To do —
Please write out the data that follows, word for word.

Provided material —
════

PR #266, opened 2026-04-30
Update atomdict

frmdstryr:
This validates the key before use in AtomDict_setdefault and DefaultAtomDict_missing to avoid the unlikely yet possible case where the key is coerced which would cause the second lookup to return null.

════

Answer section —
PR #266, opened 2026-04-30
Update atomdict

frmdstryr:
This validates the key before use in AtomDict_setdefault and DefaultAtomDict_missing to avoid the unlikely yet possible case where the key is coerced which would cause the second lookup to return null.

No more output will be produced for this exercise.